Never give tarantulas bug gel, they cant get any hydration from it


----------



## Graham (Jan 27, 2007)

Yes I was advised by several experienced keepers that the gel was no good for spiders, I keep that for the crickets and my slings have bowls of water. I use plastic bottle caps with a small piece of porous rock (actually Alfagrog which I use in my aquarium filters) to stop the spiders drowning, I see the Red Knee which is the biggest of them drinking water from the rock quite regularly.


----------



## pacorivan (Jun 20, 2010)

2000 ts must take forever to change all that bug gel lol


----------



## rep666 (Apr 1, 2010)

its still normal water you put reptile crystals in the bowl to stop drowning often get used for poison arrow frogs ... its not the blue gel you buy of the shelf :2thumb::2thumb::2thumb:


----------



## rep666 (Apr 1, 2010)

they wholesale to most shops so have alot of everything :2thumb:


----------



## mcluskyisms (Jan 24, 2010)

rep666 said:


> its still normal water you put reptile crystals in the bowl to stop drowning often get used for poison arrow frogs ... its not the blue gel you buy of the shelf :2thumb::2thumb::2thumb:


That just lazy ass pet shop crap attitude where they don't give a :censor: about the actual animals, I wont give my tarantulas bug gel, as the stuff is only meant for hydrating your livefoods.....

:roll:


----------



## mcluskyisms (Jan 24, 2010)

rep666 said:


> they wholesale to most shops so have alot of everything :2thumb:


Whats the wholesale price on water these days?

:hmm:


----------



## rep666 (Apr 1, 2010)

its not bug gel!!!!!!!


----------



## wilkinss77 (Sep 23, 2008)

mcluskyisms said:


> That just lazy ass pet shop crap attitude where they don't give a :censor: about the actual animals, I wont give my tarantulas bug gel, as the stuff is only meant for hydrating your livefoods.....
> 
> :roll:


hear, hear! you don't need gel, sponges, stones or any of that crap- just a small dish or a plastic bottle top & fill it with tap water- t's don't drown in their water dishes!


----------



## AdieSWA (Jun 9, 2010)

rep666 said:


> my best mate has over 2000 spiders and owns reptiles plus think i know what im on aboat i also keep over 50 diffrent reptiles


its great for reps n livefood but honestly mate the spiders cannot get hydrated from this crap...dont even know why they put for spiders on the bottles coz its bollocks


----------



## rep666 (Apr 1, 2010)

they do drown even in the crystals,i picked up two last week that were dead yes dead DROWNED and a poison arrow


----------



## rep666 (Apr 1, 2010)

its not the gel ive already said its not the blue gel ,,,you mix this urself with water


----------



## mcluskyisms (Jan 24, 2010)

rep666 said:


> its not the gel ive already said its not the blue gel ,,,you mix this urself with water


I'm not talking about "blue gel" I'm talking about little white crystals that soak water up, its clear.

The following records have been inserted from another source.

PR #2103, opened 2023-07-25
feat: better word-breaks in operation header

zchsh:
## 🔗 Relevant links

- [Preview link][preview] 🔎
- [Asana task][task] 🎟️

## 🗒️ What

In `OpenApiDocsView`, implements intentional word-break areas for operation header text and paths.

## 📸 Design Screenshots

| Before | After |
| - | - |
| creategh-before | creategh-after |
| listsecrets-before | listsecrets-after |

## 🧪 Testing

    - Operation names and paths in the "operation header" area should break in more logical places when space is constrained

## 💭 Anything else?

Not at the moment!

[task]: https://app.asana.com/0/1204678746647847/1205271541668365/f
[preview]: https://dev-portal-git-zsexplore-wbr-hashicorp.vercel.app/
[/hcp/api-docs/vault-secrets]: https://dev-portal-git-zsexplore-wbr-hashicorp.vercel.app/hcp/api-docs/vault-secrets


kendallstrautman:
🔖 we perhaps could use this for the[ tables discussion.](https://hashicorp.slack.com/archives/C01KCU4HDPY/p1690386491445219)

src/views/open-api-docs-view/components/operation-header/index.tsx
```diff
@@ -15,9 +17,10 @@ import s from './operation-header.module.css'
 
 interface OperationHeaderProps {
 	slug: OperationProps['slug']
-	headerText: OperationProps['operationId']
+	headingSlot: ReactNode
+	headingAriaLabel: string
```
zchsh, line 21: Had to split out a separate `ariaLabel` here, for the heading permalink, as we can't render the now-with-word-breaks content into an `ariaLabel` prop 👍

src/views/open-api-docs-view/components/open-api-operations/index.tsx
```diff
@@ -36,9 +40,17 @@ export function OpenApiOperations({
 									<OperationHeader
 										className={s.header}
 										slug={operation.slug}
-										headerText={operation.operationId}
+										headingAriaLabel={operation.operationId}
+										headingSlot={addWordBreaks(
```
zchsh, line 44: `addWordBreaks` and `splitOnCapitalLetters` helpers are where the magic kinda happens, though hopefully the function names make it feel like the very straightforward non-magic that it actually is!

zchsh:
Oooh wait, just realized I can use zero-width spaces instead of `<wbr />`. Simplifies a lot. Going to update to do that now...

src/views/open-api-docs-view/components/open-api-operations/index.tsx
```diff
@@ -29,21 +33,31 @@ export function OpenApiOperations({
...
 					return (
 						<div key={operation.operationId}>
 							<OperationSections
 								headerSlot={
 									<OperationHeader
 										className={s.header}
 										slug={operation.slug}
-										headerText={operation.operationId}
+										headingAriaLabel={operation.operationId}
+										headingSlot={operationIdWithBreaks}
```
thiskevinwang: This is a slight tangent, but do we have access to a more human-friendly value, rather than `operationId`? 

The sibling `summary` field is what should accomplish this for us.
- https://swagger.io/specification#operation-object

And if HCP specs are missing this field, I think we should have some say in tasking them with populating the field.
- https://github.com/hashicorp/hcp-specs/blob/main/specs/cloud-vault-secrets/preview/2023-06-13/hcp.swagger.json#L23C9-L23C9

zchsh: Great call, very on board with this! Made a separate task for this: 🎟️ [Use operation "summary" rather than "operationId" as more human-readable operation title](https://app.asana.com/0/1204678746647847/1205316467934575/f). Will try to get this in earlier rather than later to make it clear we're going more strongly in the direction of "follow the spec" 👍

zchsh: What am i saying i'm already got `summary` available, will just do it in this PR!

thiskevinwang (approved):
LGTM! 

This is likely a non-issue, but sharing it up — I usually expect double clicks to highlight a continuous word.

With this approach, double clicking highlights only a single word as seen in this screenshot
CleanShot 2023-08-23 at 14 07 37@2x

zchsh:
@thiskevinwang Ah great catch! Yeah not sure how we can address that 🤔 I did a bit of testing and it looks like `<wbr />` maintains the same word boundaries as without the wrapping hints... but in either case, a triple-click seems like it can select across word boundaries:

https://github.com/hashicorp/dev-portal/assets/4624598/9e5e5465-9dff-45de-a074-65015eb32e97

Thinking we could either:
1. Leave as-is, zero-width space is easier to handle since it's unicode rather than HTML, so no `dangerouslySetInnerHtml` or client-side insertion of `<wbr />`
2. Switch to `<wbr />` (as explored in earlier commits), though now with the good reason to get better word-selection behaviour

I think there's additional context though - these long-word cases are kinda happening cause we're using `operation.operationId` rather than a more human-readable `operation.summary` (thanks for pointing this out on earlier PRs! 💖).

So personally I lean towards `1` (leave as-is with zero-width space) for the relatively simplicity, and cause hopefully we'll avoid this issue entirely once we can collab with authors to get `operation.summary` values in place. Let me know what you think! 🙇‍♂️

PR #2108, opened 2023-07-31
Command Bar clean up

thiskevinwang:
This PR does 2 main things:
1. refactors `CommandBarDialog` to a more composable API
   ```diff
   - <CommandBarDialog isOpen={state.isOpen} onDismiss={toggleIsOpen}>
   + <Command.Dialog isOpen={state.isOpen} onDismiss={toggleIsOpen}>
   +   <Command.Header />
   +   <Command.Body />
   +   <Command.Footer />
   + </Command.Dialog>
   ```
    - Rationale:
      - Massage API towards [`cmdk`](https://github.com/pacocoursey/cmdk); Note: this makes no guarantees of adopting  [`cmdk`](https://github.com/pacocoursey/cmdk)
      - Reduce obscurity of hiding sub components within `CommandBarDialog`
      - I'd like to make it easy to integrate the incoming chat-UI/UX into the existing command bar component.

1. deletes scattered `types.ts` files and colocates their code with accompanying component files, for easier readability & less file jumping
    - Rationale:
      - the interface declarations are small to the point where colocation with component code reduces the need to jump between files greatly


src/components/command-bar/components/activator/index.tsx
```diff
@@ -2,14 +2,18 @@
...
 import { useCommandBar } from 'components/command-bar'
 import { CmdCtrlIcon, KIcon } from 'components/command-bar/components'
 import Text from 'components/text'
-import { CommandBarActivatorProps } from './types'
 import s from './command-bar-activator.module.css'
 
+interface CommandBarActivatorProps {
+	leadingIcon: ReactElement
+	visualLabel: string
+}
```
BrandonRomano, line 15: I am a big fan of co-locating the types here.  Low hanging fruit to reduce to total number of files you have to navigate to understand this component!

src/components/command-bar/index.tsx
```diff
@@ -171,7 +172,11 @@ const CommandBarProvider = ({ children }: CommandBarProviderProps) => {
 		<SearchHitsProvider>
 			<CommandBarContext.Provider value={contextValue}>
 				{children}
-				<CommandBarDialog isOpen={state.isOpen} onDismiss={toggleIsOpen} />
+				<Command.Dialog isOpen={state.isOpen} onDismiss={toggleIsOpen}>
+					<Command.Header />
+					<Command.Body />
+					<Command.Footer />
+				</Command.Dialog>
```
BrandonRomano, line 179: This feels better!

BrandonRomano (approved):
I'm overwhelmingly in favor of this change!

src/components/command-bar/components/activator/index.tsx
kendallstrautman: I agree, I prefer co-locating types for simple interfaces like this.

src/components/command-bar/index.tsx
```diff
@@ -157,6 +157,7 @@ const CommandBarProvider = ({ children }: CommandBarProviderProps) => {
 			setCurrentCommand,
 			setCurrentInputValue,
 			toggleIsOpen,
+			instructionsElementId: 'footer-keyboard-instructions',
```
kendallstrautman, line 160: 💡 we could use [`useId` ](https://react.dev/reference/react/useId) or update this to not mention the footer as the descriptive element may change.

src/components/command-bar/components/index.ts
```diff
@@ -3,10 +3,10 @@
...
-export * from './k-icon'
-export * from './list-item'
-export * from './list'
+export { CommandBarActivator } from './activator'
+export { CmdCtrlIcon } from './cmd-ctrl-icon'
+export { default as Command } from './dialog'
+export { CommandBarDivider } from './divider'
+export { KIcon } from './k-icon'
+export { CommandBarButtonListItem, CommandBarLinkListItem } from './list-item'
+export { CommandBarList } from './list'
```
kendallstrautman, line 12: 👍🏻

kendallstrautman (approved):
LGTM as well 🚀

src/components/command-bar/index.tsx
kendallstrautman: Should we called this `labelledById` or something? The name confuses me a bit. I wouldn't know straight away what this is used for unless I looked at the interface directly with the code comment.

thiskevinwang: 1. I'll leave this `'footer-keyboard-instructions'` hard-coded value in this PR. We can easily change this post-PR if we need to!
2. I thought about `labelledById` a bit... but I think `instructionsElementId` (the previous variable name) is actually reasonable! In my head, the naming pans out to: _"the footer div is the `instructionsElementId` and the dialog is labelled by `instructionsElementId`"_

Its no good for tarantulas at all & you pay money for it, water comes out the tap for free.....


----------



## Graham (Jan 27, 2007)

Surely the crystals are just Polyacrylamide, the same stuff that's used in Bug Gel except they haven't been soaked in water yet?


----------



## mcluskyisms (Jan 24, 2010)

Graham said:


> Surely the crystals are just Polyacrylamide, the same stuff that's used in Bug Gel except they haven't been soaked in water yet?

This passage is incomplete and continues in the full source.